Supplementary Materials
Supplementary Figure-1 A. Pie chart showing percentage abundance (Transcripts Per Million, TPM values) of Kdm1b from Poly A plus RNA-seq (ENCSR504GEG (E14.5), ENCSR062VTB (E15.5), ENCSR537GNQ (E16.5) and ENCSR173PJN (P0)) during mouse (Mus musculus strain B6NCrl) embryonic kidney development. B. Relative RNA transcripts abundance (Transcripts Per Million, TPM values) of Kdm1a and Kdm1b during mouse (Mus musculus strain B6NCrl) embryonic development at embryonic stages, E14.5, E15.5, E16.5 and P0.
Supplementary Figure-2 Analysis of single cell RNA (scRNA) sequencing data (GSE149134) from mouse E15.5, E17.5 and P0 kidneys for Kdm1a, Kdm1b, Pax2, Cited1, Meox1 and Six2 gene expression. Celltype overlap is seen between Kdm1a, and kidney progenitor cell marker genes. Purple dots, RNA expression in each plot.
Supplementary Figure-3 Dot plots showing single cell RNA (scRNA) sequencing data analysis of 17-week-old human kidney (GSE112570), for Kdm1b, Pax2, Cited1, Meox1 and Six2 gene expression.
Supplementary Figure-4 A. Cartoon showing the mouse breeding strategy to derive Six2 Cre driven Kdm1a conditional knockout mice. B. Genotyping strategy to generate KKO and KWT mice. C. Analysis of Kdm1a expression in KKO and KWT kidneys.
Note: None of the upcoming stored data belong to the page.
PR #5739, opened 2017-02-24
Lazy ClassBTypes

lrytz:


lrytz:
This took a bit of time to investigate..

So we have two ways of building a `ClassBType`
  - from a `Symbol`: necessary for classes being compiled
  - from an `asm.ClassNode`: for classes read from the classpath; sometimes there's no symbol available, e.g. in the Inliner when needing a `ClassBType` for an internal name that was not touched before (this is one of the major fixes in the new backend, we don't need anymore the logic to find the correct symbol given an internal name, which was a weak point in 2.11)

Whenever we build a `ClassBType`, we store it in a global map `classBTypeFromInternalName`, which allows building the cyclic graph of types.

In this PR we start delaying completion of types. Before, when building a type from a symbol, all its dependncies were also built from symbols eagerly. Now that we delay that, it can happen that a type is completed from a classfile instead.

This is potentially buggy: we have to ensure that types for symbols being compiled are always built from the symbol.

The failing test checks that types are always the same, no matter if they are built from a class node or a symbol. However, there are slight (benign) differneces: for example, a class node lists all its nested classes, including anonymous. A symbol only lists its anonymous nested classes if its being compiled, not unpickled. The tests failed because a `ClassBType` suddenly was completed from a class node and got one more nested class.

I'll work on a proper fix.

lrytz:
Should be ready for review by @retronym now.

I did a simple `println(fullName)` in `Symbol.info`, here is number of forced symbols for compiling `List.scala`:
```
➜  sandbox git:(lazyBTypes) ✗ wc -l before after
    6201 before
    4783 after
```

Diff: https://gist.github.com/lrytz/8d11e12a848cf0ea228849b9fd4553ac

So it seems to help.

src/compiler/scala/tools/nsc/backend/jvm/BTypes.scala
```diff
@@ -1066,9 +1068,46 @@ abstract class BTypes {
...
+        function = () => {
+          prev()
+          f(value)
+        }
+      }
+    }
+
+    def force: T = {
+      if (value != null) value
+      else bTypes.synchronized {
```
retronym: `btypes` was a placeholder for "thing we should use as the global lock" in lazy parts of `BTypes`, which might get called in bytecode generation, which we might try to parallelize later. Is there something more appropriate to lock on?

src/compiler/scala/tools/nsc/backend/jvm/BTypes.scala
```diff
@@ -1066,9 +1068,46 @@ abstract class BTypes {
...
+    private var function = {
+      val tt = t // prevent allocating a field for t
+      () => { value = tt() }
+    }
+
+    override def toString = if (value == null) "<?>" else value.toString
+
+    def onForce(f: T => Unit): Unit = {
+      if (value != null) f(value)
+      else {
```
retronym: Should probably `synchronize` this on the same global lock as below.

src/compiler/scala/tools/nsc/backend/jvm/BTypes.scala
```diff
@@ -847,7 +849,7 @@ abstract class BTypes {
    * a missing info. In order not to crash the compiler unnecessarily, the inliner does not force
    * infos using `get`, but it reports inliner warnings for missing infos that prevent inlining.
    */
-  final case class ClassBType(internalName: InternalName) extends RefBType {
+  final case class ClassBType(internalName: InternalName)(cache: mutable.Map[InternalName, ClassBType]) extends RefBType {
     /**
      * Write-once variable allows initializing a cyclic graph of infos. This is required for
      * nested classes. Example: for the definition `class A { class B }` we have
```
retronym, line 860: Does the introduction of laziness in `nestedClasses` / `innerClasses` allow us to simplify this aspect of the implementation?

src/compiler/scala/tools/nsc/backend/jvm/BTypes.scala
lrytz: `bTypes` sounds reasonable, there's a single instance per Global.

src/compiler/scala/tools/nsc/backend/jvm/BTypes.scala
lrytz: Good point - I'd keep it for a follow up, but it sounds like a useful experiment.

src/compiler/scala/tools/nsc/backend/jvm/BTypes.scala
retronym: Is this the only spot that uses a lock rather than a concurrent data structure?

lrytz: There's https://github.com/scala/scala/blob/v2.12.1/src/compiler/scala/tools/nsc/backend/jvm/BCodeSkelBuilder.scala#L81-L83, I couldn't find any others. I can add a lock object for the `Lazy` class somewhere.

retronym: Well spotted! We'll need to use the same lock for both, as they wrap unknown callback code. This is similar the use of `gilSynchronized` in runtime reflection.

lrytz: Right.. thanks!

src/compiler/scala/tools/nsc/backend/jvm/BTypes.scala
```diff
@@ -64,17 +69,19 @@ abstract class BTypes {
...
-   * on multiple classes concurrently.
+   * name. The method assumes that every class type that appears in the bytecode exists in the map
    */
-  val classBTypeFromInternalName: concurrent.Map[InternalName, ClassBType] = recordPerRunCache(TrieMap.empty)
+  def cachedClassBType(internalName: InternalName): Option[ClassBType] =
+    classBTypeCacheFromSymbol.get(internalName).orElse(classBTypeCacheFromClassfile.get(internalName))
+
+  // Concurrent maps because stack map frames are computed when in the class writer, which
+  // might run on multiple classes concurrently.
+  val classBTypeCacheFromSymbol: concurrent.Map[InternalName, ClassBType] = recordPerRunCache(TrieMap.empty)
```
retronym, line 83: As a followup, we should see if we could key this map on `Symbol`, rather than `String`. That will avoid needing to compute `javaBinaryName` when successfully looking up values in this map. In #5784, I cached `Symbol#javaBinaryName` to workaround this inefficiency, but we could compare that approach with a refactoring here.

lrytz: OK, maybe that's best looked at in the context of https://github.com/scala/scala/pull/5815, which works on other parts of backend performance?

retronym:
I'm seeing a positive effect on some of the benchmarks. Using #5907 as the baseline:

better-files: 308->301
vector: 177->168

retronym (approved):

PR #5755, opened 2017-03-04
Improve the performance of Map4 to HashMap and Set4 to HashSet transitions

rorygraves:
When using immutable Map there is specialisation for empty,1,2,3,4 sized maps - then it moves to an immutable HashMap - the transition from Map4 to HashMap was inefficient generating tuples and a var args array wrapper.  
A similar things happens with Set4 to HashSet
Bonus fix for compilation error in existing ListBenchmark

**Map Before**
[info] Benchmark                 Mode  Cnt    Score   Error  Units
[info] MapBenchmark.addElement  avgt   20  364.899 ± 5.038  ns/op
**Map After**
[info] Benchmark                 Mode  Cnt   Score   Error  Units
[info] MapBenchmark.addElement  avgt   20  91.522 ± 4.136  ns/op

**Set Before**
[info] Benchmark                    Mode  Cnt    Score   Error  Units
[info] SetBenchmark.set4AddElement  avgt   20  226.679 ± 6.856  ns/op
**Set After**
[info] Benchmark                    Mode  Cnt   Score   Error  Units
[info] SetBenchmark.set4AddElement  avgt   20  86.789 ± 2.938  ns/op

### DIFF
--- a/src/library/scala/collection/immutable/Map.scala
+++ b/src/library/scala/collection/immutable/Map.scala
@@ -198,7 +198,7 @@ object Map extends ImmutableMapFactory[Map] {
       else if (key == key2) new Map4(key1, value1, key2, value, key3, value3, key4, value4)
       else if (key == key3) new Map4(key1, value1, key2, value2, key3, value, key4, value4)
       else if (key == key4) new Map4(key1, value1, key2, value2, key3, value3, key4, value)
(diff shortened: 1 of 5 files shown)


retronym (approved):

retronym:
Thanks!

PR #5756, opened 2017-03-05
Reduce boxing of scala.reflect.internal.Depth

rorygraves:
A fairly trivial change to Depth to remove the boxing generated during the max function.

### DIFF
--- a/src/reflect/scala/reflect/internal/Depth.scala
+++ b/src/reflect/scala/reflect/internal/Depth.scala
@@ -5,7 +5,7 @@ package internal
 import Depth._
 
 final class Depth private (val depth: Int) extends AnyVal with Ordered[Depth] {
-  def max(that: Depth): Depth   = if (this < that) that else this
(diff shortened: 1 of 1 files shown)


retronym (approved):

nafg:
Just saw this in @rorygraves' talk, maybe there's a related microoptimization, the slide also has what I assume is from https://github.com/scala/scala/blob/2.13.x/src/reflect/scala/reflect/internal/BaseTypeSeqs.scala#L242 --

```scala
def maxDepthOfElems: Depth = elems.map(x => typeDepth(f(x))).max
```

Maybe insignificant, but you could probably save an allocation by using `maxBy` instead of `map` and `max`

rorygraves:
@nafg This was fixed in the base class - but the subclass overrides it (which I missed) and needs a similar optimisation (can't use the original one as it adds a mapping function).

see https://github.com/scala/scala/blob/2.13.x/src/reflect/scala/reflect/internal/BaseTypeSeqs.scala#L137

PR #5757, opened 2017-03-05
new version numbers for snapshot and integration builds, new repository

lrytz:
Integration builds now have version number like `2.12.2-bin-sha7` or `2.13.0-pre-sha7` and are published to scala-integration (no longer scala-release-temp).

scala-release-temp is still used in the bootstrap script for publishing intermediate artifacts (starr, locker).

Various cleanups in the scripts.

### DIFF
--- a/project/VersionUtil.scala
+++ b/project/VersionUtil.scala
@@ -53,16 +53,17 @@ object VersionUtil {
   /** Compute the canonical, Maven and OSGi version number from `baseVersion` and `baseVersionSuffix`.
     * Examples of the generated versions:
     *
-    * ("2.11.8", "SNAPSHOT"    ) -> ("2.11.8-20151215-133023-7559aed", "2.11.8-SNAPSHOT",         "2.11.8.v20151215-133023-7559aed")
-    * ("2.11.8", "SHA-SNAPSHOT") -> ("2.11.8-20151215-133023-7559aed", "2.11.8-7559aed-SNAPSHOT", "2.11.8.v20151215-133023-7559aed")
-    * ("2.11.8", "SHA-NIGHTLY" ) -> ("2.11.8-7559aed-nightly",         "2.11.8-7559aed-nightly",  "2.11.8.v20151215-133023-NIGHTLY-7559aed")
-    * ("2.11.8", ""            ) -> ("2.11.8",                         "2.11.8",                  "2.11.8.v20151215-133023-VFINAL-7559aed")
-    * ("2.11.8", "M3"          ) -> ("2.11.8-M3",                      "2.11.8-M3",               "2.11.8.v20151215-133023-M3-7559aed")
-    * ("2.11.8", "RC4"         ) -> ("2.11.8-RC4",                     "2.11.8-RC4",              "2.11.8.v20151215-133023-RC4-7559aed")
-    * ("2.11.8-RC4", "SPLIT"   ) -> ("2.11.8-RC4",                     "2.11.8-RC4",              "2.11.8.v20151215-133023-RC4-7559aed")
+    * ("2.11.8", "SNAPSHOT"    ) -> ("2.11.8-20151215-133023-7559aed", "2.11.8-bin-SNAPSHOT",         "2.11.8.v20151215-133023-7559aed")
+    * ("2.11.8", "SHA-SNAPSHOT") -> ("2.11.8-20151215-133023-7559aed", "2.11.8-bin-7559aed-SNAPSHOT", "2.11.8.v20151215-133023-7559aed")
+    * ("2.11.8", "SHA"         ) -> ("2.11.8-7559aed",                 "2.11.8-bin-7559aed",          "2.11.8.v20151215-133023-7559aed")
+    * ("2.11.0", "SHA"         ) -> ("2.11.0-7559aed",                 "2.11.0-pre-7559aed",          "2.11.0.v20151215-133023-7559aed")
+    * ("2.11.8", ""            ) -> ("2.11.8",                         "2.11.8",                      "2.11.8.v20151215-133023-VFINAL-7559aed")
+    * ("2.11.8", "M3"          ) -> ("2.11.8-M3",                      "2.11.8-M3",                   "2.11.8.v20151215-133023-M3-7559aed")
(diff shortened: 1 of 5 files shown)


scripts/jobs/integrate/bootstrap
```diff
@@ -109,9 +102,8 @@ rm -rf $baseDir/resolutionScratch_
 mkdir -p $baseDir/resolutionScratch_
 
 # repo used to publish "locker" scala to (to start the bootstrap)
-releaseTempRepoCred="private-repo"
```
adriaanm: no longer used?

lrytz: yes, it seems so

lrytz:
@adriaanm I pushed another commit that changes the version numbers as discussed. Still need to check if that breaks assumptions in downstream repos (scala-dist, etc), you mention some here https://github.com/scala/scala-dev/issues/252. There are some questions about details: https://github.com/scala/scala/pull/5757/commits/7ed95cd3f6acdc06ce2133b00f45ceff9414347d#diff-19e53133756351b63e653b6a14dfc5ccL89

Another question is whether this change here makes sense: https://github.com/scala/scala/pull/5757/commits/7ed95cd3f6acdc06ce2133b00f45ceff9414347d#diff-661d447ea0c178cb62b2e4e9b2c84f66L399

Another thing: instead of publishing locker (and possibly starr) to the same repo as the boostrapped version, we could use scala-release-temp for the starr and locker builds, and scala-integration only for the final results. scala-release-temp could discard builds older than a month or so.

project/VersionUtil.scala
```diff
@@ -85,12 +86,27 @@ object VersionUtil {
...
+    }
+
     val (canonicalV, mavenSuffix, osgiV, release) = suffix match {
-      case "SNAPSHOT"     => (s"$base-$date-$sha",   s"-SNAPSHOT",      s"$base.v$date-$sha",         false)
-      case "SHA-SNAPSHOT" => (s"$base-$date-$sha",   s"-$sha-SNAPSHOT", s"$base.v$date-$sha",         false)
-      case "SHA-NIGHTLY"  => (s"$base-$sha-nightly", s"-$sha-nightly",  s"$base.v$date-NIGHTLY-$sha", true)
-      case ""             => (s"$base",              "",                s"$base.v$date-VFINAL-$sha",  true)
-      case suffix         => (s"$base-$suffix",      s"-$suffix",       s"$base.v$date-$suffix-$sha", true)
+      // TODO: should this remain `-SNAPSHOT`? does `-SNAPSHOT` have a special meaning for maven / sbt? does `bin-SNAPSHOT` affect this?
+      // TODO: include `-bin` / `-pre` in the canonical version? in the osgi version?
```
adriaanm: /cc @dwijnand re: -bin- version numbering vs -SNAPSHOT

scripts/jobs/integrate/bootstrap
adriaanm: Ah, it was used before in 2.11.x, but seems like it stayed within the bootstrap script

adriaanm:
> Another thing: instead of publishing locker (and possibly starr) to the same repo as the boostrapped version, we could use scala-release-temp for the starr and locker builds, and scala-integration only for the final results. scala-release-temp could discard builds older than a month or so.

Good idea! I have a vague memory that bootstrapping required the version used for locker and quick to coincide (to tie the recursive knot of scala-library and scala-$module deps), but not sure anymore.

project/VersionUtil.scala
dwijnand: Happy to help. But I need a little info here as I don't know or grok the context here.

Could someone give me some context please? Either here, or a chat room or a voice chat.

adriaanm: I'll let Lukas provide more detail tomorrow, but the gist as I understand it is how to design our version numbering to have the binary version derived correctly, using the `-bin-` delimiter. Specifically, how does it interact with the -SNAPSHOT suffix?

dwijnand: It's hard to tell, because there are so many systems that try to infer meaning from versions. Specifically: Maven, Ivy, the parts of Ivy that sbt injects, and sbt itself. And then there's OSGI which I _really_ don't know.

@cunei for instance (IIRC) was particularly concerned with using non-alphabetic sections in versions (I forgot the details).

In absence of some other, better informed, authority I would suggest experimentation and testing. :-/

With regards to strictly sbt's logic, I believe 2.12.2-bin-SNAPSHOT should work fine. The `-SNAPSHOT` would declare it as a non-stable version, and the `-bin` part would make it be considered binary compatible with the rest of the 2.12 series:

https://github.com/sbt/sbt/blob/v0.13.13/util/cross/src/main/input_sources/CrossVersionUtil.scala#L42

adriaanm: Ok, sounds good! I should've been more explicitly in that I was not expecting you to investigate this beyond your perspective on how sbt will interpret this.

lrytz: @dwijnand thanks. Just a detail: IUC, `2.12.1-SNAPSHOT` would also get the short binary version `2.12`, it fits the `NonReleaseV` pattern. However, `2.12.1-sha-nightly` would get the long binary version, as the second `-` doesn't match `\w+`.

Anyway, as you see in this PR, we don't want to rely on this detail, but instead use versions like `2.12.1-bin-.....` and `2.13.0-pre-...`.

dwijnand: You're right. I'm blaming lack of vertical alignment making it harder to comprehend.

I see what you're doing and it looks good.

lrytz:
I merged https://github.com/scala/scala-jenkins-infra/pull/223, wich means that the bootstrap jobs now publish to the new repo (https://scala-ci.typesafe.com/artifactory/scala-integration/).

This is also true for existing and new commits in 2.11.x, 2.12.x and 2.13.x, even before the PR here is merged, as there's a new indirection through this script: https://github.com/scala/scala-jenkins-infra/blob/master/externalScripts/jobs/integrate/bootstrap

So I'll wait one more day before merging this one to have fewer moving parts.

cc @SethTisue @adriaanm @retronym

Supplementary Figure-5 Box plot showing normalized RNA expression counts of kidney cell type specific markers in Kdm1a conditional knockout, KKO (n=4) kidneys compared with control KWT (n=4) kidneys.
Supplementary Figure-6 Heatmap depicting H3K9 trimethylation enrichment (total peaks) in KWT and KKO kidneys, at regions spanning 2kb upstream and 2kb downstream of TSS.
Supplementary Figure-7 Venn diagram showing overlap between H3K9me3 enriched ChIP-seq peaks and downregulated Slc family genes between KWT and KKO samples.
Supplementary Figure-8 A. H3K9me3 enrichment at Slc gene family genes Slc25a3, Slc22a23 (H3K9me3/input reads) KWT(n=2) vs KKO (n=2) kidneys. F. Box plots showing normalized RNA expression counts of Slc25a3, Slc22a23 genes in KWT(n=4) and KKO(n=4) kidneys.
Supplementary Figure-9 A. Dot blot analysis of global DNA methylation levels analyzed between KWT and KKO kidneys. B. Distribution of global methylation levels ± 10 kilobases upstream and downstream of gene bodies, KWT-blue line, KKO-orange line.
Supplementary Figure-10 A. CpG methylation levels at imprinted Hymai/Plagl1 locus (chr10:13090743–13090975, 24 CpGs), expressed as percentage (KWT vs KKO, N=2 samples each). B. Box plots showing normalized RNA expression counts of Plagl1 in KWT (n=4) and KKO (n=4) kidneys.
Supplementary Figure-11 CpG methylation levels at imprinted Igf2r-Airn locus (chr17:12769950–12769991, 7 CpGs) A, and Nespas-Gnas locus (chr2: 174297148–174297353, 20 CpGs) B, expressed as percentage (KWT vs. KKO, N=2 samples each).
Supplementary Figure-12 Distribution of differentially methylated regions between control and KKO kidneys across genome; majority of the DMRs were found in the gene bodies.
Suppl Table-1. Differential gene expression analysis, KWT vs. KKO kidneys
Suppl Table-2. Significant DEGs (p-value < 0.05 and log2 fold change > 1)
Suppl Table-3. List of genes that are downregulated in KKO kidneys that are potential Hnf4a targets
Suppl Table-4. Differentially expressed Slc family genes, KWT vs. KKO kidneys
Suppl Table-5. H3K9me3 ChIP-seq peaks, KWT and KKO kidneys
Suppl Table-6. Differentially methylated regions, KWT vs. KKO kidneys
Data Availability Statement
RNA sequencing, ChIP sequencing and RRBS data generated and described in this study is deposited in NCBI GEO, Accession codes, GSE289719, GSE289720 and GSE290356). Other NGS data used for analysis are publicly available from GEO accession codes, (GSE112570, GSE149134).